An exact repetition of the records is required. Leave nothing out.

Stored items
•••
PR #121, opened 2025-09-14
Adds make format target, closes #120

### LINKED ISSUE #120: gofmt or gofumpt?
The [CONTRIBUTING](https://github.com/yaml/go-yaml/blob/main/CONTRIBUTING.md?plain=1#L49) doc says to use `gofmt`. But [.golangci.yaml:](https://github.com/yaml/go-yaml/blob/dcff9c48c5df0c383e6e0ea68b3be147c905f6b3/.golangci.yaml#L39-L44) is configured to use `gofumpt`.

I'm happy to open a PR to align these, just not sure which one is preferred. Additionally, I typically leverage a Makefile target:

```make
.PHONY: fmt
fmt:
	go tool -modfile=go.tool.mod golines --base-formatter=gofumpt -w .
	go tool -modfile=go.tool.mod gofumpt -l -w -extra .
```

This uses `go tool` which is Go 1.24+ feature. The [proposal](https://go.googlesource.com/proposal/+/54d6775ff71ccbc00c276db2a4e4841d67011cf4/design/48429-go-tool-modules.md) and the [discussionl](https://github.com/golang/go/issues/48429) and a more digestible blog post [How to manage tool dependencies in go 1.24+](https://www.alexedwards.net/blog/how-to-manage-tool-dependencies-in-go-1.24-plus). The adoption of this pattern should definitely be in a unique PR (if its adoption exists at all). Which is just a long way of saying, in addition to aligning the documentation and tooling on `gofmt` or `gofumpt`, I'd love to add a Make target `make fmt` that does either of these things if you're open to it. Thanks!

esacteksab:
This adds a `make format` target. While the intent was to use `make fmt` this is already used by `.cache/makes/go.mk` which already has a `fmt` target. Using the `fmt` target, results in the following error:

```bash
GNUmakefile:44: *** target file 'fmt' has both : and :: entries.  Stop.
```

I can extend it with `fmt::` but it runs `go fmt`, then it runs `golangci-lint fmt ./...` and the `go fmt` felt unnecessary, so I chose `format` instead.

I also updated the `CONTRIBUTING.md`, changes include:

- Properly format Markdown
- Reorder things for a better flow
- Update references to use the new `make format` target
- Included additional documentation on `make test` target for testing locally
- Add a mention of how to lint locally with `golangci-lint run`

I also removed the `fmt` job from `.github/workflows/go.yaml`.


CONTRIBUTING.md
```diff
@@ -90,19 +84,19 @@ targets:
 - `make shell` opens a shell with the project's dependencies set up
 - `make shell GO-VERSION=1.23.4` opens a shell with a specific Go version
 - `make fmt` runs `go fmt`
+- `make format` runs `golangci-lint fmt ./...`
```
ccoVeille: See https://github.com/yaml/go-yaml/pull/121#discussion_r2347991106


```suggestion
- `make fmt` runs `golangci-lint fmt ./...`
```

GNUmakefile
```diff
@@ -40,6 +40,8 @@ include $(MAKES)/shell.mk
 v ?=
 count ?= 1
 
+format:
+	golangci-lint fmt ./...
```
ccoVeille:
```suggestion
fmt:
	golangci-lint fmt ./...
```

Then add `fmt` to GO-CMDS-SKIP variable defined line 27.

Then the go.mk file will skip it

https://github.com/makeplus/makes/blob/488bced7b1d50e3addc25826d933f79d94a43416/go.mk#L28

And yours would be accepted.

I'm unsure about the format to provide multiple commands to ignore. But I feel like it should be something like 

```
GO-CMDS-SKIP = test fmt
```

Maybe with quotes.

CONTRIBUTING.md
```diff
@@ -1,59 +1,43 @@
...
-1. Write clear commit messages
-1. Update tests and documentation
-1. Submit a pull request
-
-
 ### Coding Conventions
 
 - Follow standard Go coding conventions
-- Use `gofmt` to format your code
+- Use `make format` to format your code
```
ccoVeille: See https://github.com/yaml/go-yaml/pull/121#discussion_r2347991106


```suggestion
- Use `make fmt` to format your code
```

GNUmakefile
esacteksab: I wasn't aware of this functionality. Thank you!

esacteksab:
> The code changes are fine.
> 
> Please update the PR description that refers to previous commit and mention `make format` and why you had to add it.
> 
> It can be rewritten now you managed to use make fmt directly

Sorry for missing that. Updated.

CONTRIBUTING.md
```diff
@@ -1,59 +1,43 @@
-Contributing to go-yaml
-=======================
```
ingydotnet, line 2: Please revert.

.github/workflows/go.yaml
```diff
@@ -7,23 +7,6 @@ on:
     branches: [ main, v3, v2, v1 ]
 
 jobs:
-  fmt:
```
ingydotnet, line 10: Why are you removing this formatting check?

CONTRIBUTING.md
```diff
@@ -1,59 +1,43 @@
...
+# Contributing to go-yaml
 
 Thank you for your interest in contributing to go-yaml!
 
 This document provides guidelines and instructions for contributing to this
 project.
 
-
```
ingydotnet, line 9: Please keep 2 blank lines before headings.

.github/workflows/go.yaml
ccoVeille: It's my request

More information here

https://github.com/yaml/go-yaml/issues/120#issuecomment-3289683266

There is no need for such job, golangci-lint action is enough

ingydotnet:
Please don't make markdown style changes in this PR.
Let's just keep it to adding the `make` target and removing the unneeded CI check.

esacteksab:
> Please don't make markdown style changes in this PR. Let's just keep it to adding the `make` target and removing the unneeded CI check.

Understood. I reverted the style changes. I did keep the ordering of the sections as it felt like it flowed better, but if you'd rather I not make that change either, happy to undo that also. Thanks!

ccoVeille:
I fixed the conflicts, the PR is now OK, and ready to be reviewed and merged.

ingydotnet (approved):

ingydotnet:
I'm a bit disappointed with this.
The GNUmakefile is set up so that all targets always work, with no need to install anything (including go!).

```
$ make fmt
golangci-lint fmt ./...
bash: line 1: golangci-lint: command not found
```

I'll submit a PR but we reviewers (including me!) need to look for that.

ccoVeille:
> I'm a bit disappointed with this.
> The GNUmakefile is set up so that all targets always work, with no need to install anything (including go!).
> 
> ```
> $ make fmt
> golangci-lint fmt ./...
> bash: line 1: golangci-lint: command not found
> ```
> 
> I'll submit a PR but we reviewers (including me!) need to look for that.

#131 was opened

- #131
•••
Written solution |
PR #121, opened 2025-09-14
Adds make format target, closes #120

### LINKED ISSUE #120: gofmt or gofumpt?
The [CONTRIBUTING](https://github.com/yaml/go-yaml/blob/main/CONTRIBUTING.md?plain=1#L49) doc says to use `gofmt`. But [.golangci.yaml:](https://github.com/yaml/go-yaml/blob/dcff9c48c5df0c383e6e0ea68b3be147c905f6b3/.golangci.yaml#L39-L44) is configured to use `gofumpt`.

I'm happy to open a PR to align these, just not sure which one is preferred. Additionally, I typically leverage a Makefile target:

```make
.PHONY: fmt
fmt:
	go tool -modfile=go.tool.mod golines --base-formatter=gofumpt -w .
	go tool -modfile=go.tool.mod gofumpt -l -w -extra .
```

This uses `go tool` which is Go 1.24+ feature. The [proposal](https://go.googlesource.com/proposal/+/54d6775ff71ccbc00c276db2a4e4841d67011cf4/design/48429-go-tool-modules.md) and the [discussionl](https://github.com/golang/go/issues/48429) and a more digestible blog post [How to manage tool dependencies in go 1.24+](https://www.alexedwards.net/blog/how-to-manage-tool-dependencies-in-go-1.24-plus). The adoption of this pattern should definitely be in a unique PR (if its adoption exists at all). Which is just a long way of saying, in addition to aligning the documentation and tooling on `gofmt` or `gofumpt`, I'd love to add a Make target `make fmt` that does either of these things if you're open to it. Thanks!

esacteksab:
This adds a `make format` target. While the intent was to use `make fmt` this is already used by `.cache/makes/go.mk` which already has a `fmt` target. Using the `fmt` target, results in the following error:

```bash
GNUmakefile:44: *** target file 'fmt' has both : and :: entries.  Stop.
```

I can extend it with `fmt::` but it runs `go fmt`, then it runs `golangci-lint fmt ./...` and the `go fmt` felt unnecessary, so I chose `format` instead.

I also updated the `CONTRIBUTING.md`, changes include:

- Properly format Markdown
- Reorder things for a better flow
- Update references to use the new `make format` target
- Included additional documentation on `make test` target for testing locally
- Add a mention of how to lint locally with `golangci-lint run`

I also removed the `fmt` job from `.github/workflows/go.yaml`.


CONTRIBUTING.md
```diff
@@ -90,19 +84,19 @@ targets:
 - `make shell` opens a shell with the project's dependencies set up
 - `make shell GO-VERSION=1.23.4` opens a shell with a specific Go version
 - `make fmt` runs `go fmt`
+- `make format` runs `golangci-lint fmt ./...`
```
ccoVeille: See https://github.com/yaml/go-yaml/pull/121#discussion_r2347991106


```suggestion
- `make fmt` runs `golangci-lint fmt ./...`
```

GNUmakefile
```diff
@@ -40,6 +40,8 @@ include $(MAKES)/shell.mk
 v ?=
 count ?= 1
 
+format:
+	golangci-lint fmt ./...
```
ccoVeille:
```suggestion
fmt:
	golangci-lint fmt ./...
```

Then add `fmt` to GO-CMDS-SKIP variable defined line 27.

Then the go.mk file will skip it

https://github.com/makeplus/makes/blob/488bced7b1d50e3addc25826d933f79d94a43416/go.mk#L28

And yours would be accepted.

I'm unsure about the format to provide multiple commands to ignore. But I feel like it should be something like 

```
GO-CMDS-SKIP = test fmt
```

Maybe with quotes.

CONTRIBUTING.md
```diff
@@ -1,59 +1,43 @@
...
-1. Write clear commit messages
-1. Update tests and documentation
-1. Submit a pull request
-
-
 ### Coding Conventions
 
 - Follow standard Go coding conventions
-- Use `gofmt` to format your code
+- Use `make format` to format your code
```
ccoVeille: See https://github.com/yaml/go-yaml/pull/121#discussion_r2347991106


```suggestion
- Use `make fmt` to format your code
```

GNUmakefile
esacteksab: I wasn't aware of this functionality. Thank you!

esacteksab:
> The code changes are fine.
> 
> Please update the PR description that refers to previous commit and mention `make format` and why you had to add it.
> 
> It can be rewritten now you managed to use make fmt directly

Sorry for missing that. Updated.

CONTRIBUTING.md
```diff
@@ -1,59 +1,43 @@
-Contributing to go-yaml
-=======================
```
ingydotnet, line 2: Please revert.

.github/workflows/go.yaml
```diff
@@ -7,23 +7,6 @@ on:
     branches: [ main, v3, v2, v1 ]
 
 jobs:
-  fmt:
```
ingydotnet, line 10: Why are you removing this formatting check?

CONTRIBUTING.md
```diff
@@ -1,59 +1,43 @@
...
+# Contributing to go-yaml
 
 Thank you for your interest in contributing to go-yaml!
 
 This document provides guidelines and instructions for contributing to this
 project.
 
-
```
ingydotnet, line 9: Please keep 2 blank lines before headings.

.github/workflows/go.yaml
ccoVeille: It's my request

More information here

https://github.com/yaml/go-yaml/issues/120#issuecomment-3289683266

There is no need for such job, golangci-lint action is enough

ingydotnet:
Please don't make markdown style changes in this PR.
Let's just keep it to adding the `make` target and removing the unneeded CI check.

esacteksab:
> Please don't make markdown style changes in this PR. Let's just keep it to adding the `make` target and removing the unneeded CI check.

Understood. I reverted the style changes. I did keep the ordering of the sections as it felt like it flowed better, but if you'd rather I not make that change either, happy to undo that also. Thanks!

ccoVeille:
I fixed the conflicts, the PR is now OK, and ready to be reviewed and merged.

ingydotnet (approved):

ingydotnet:
I'm a bit disappointed with this.
The GNUmakefile is set up so that all targets always work, with no need to install anything (including go!).

```
$ make fmt
golangci-lint fmt ./...
bash: line 1: golangci-lint: command not found
```

I'll submit a PR but we reviewers (including me!) need to look for that.

ccoVeille:
> I'm a bit disappointed with this.
> The GNUmakefile is set up so that all targets always work, with no need to install anything (including go!).
> 
> ```
> $ make fmt
> golangci-lint fmt ./...
> bash: line 1: golangci-lint: command not found
> ```
> 
> I'll submit a PR but we reviewers (including me!) need to look for that.

#131 was opened

- #131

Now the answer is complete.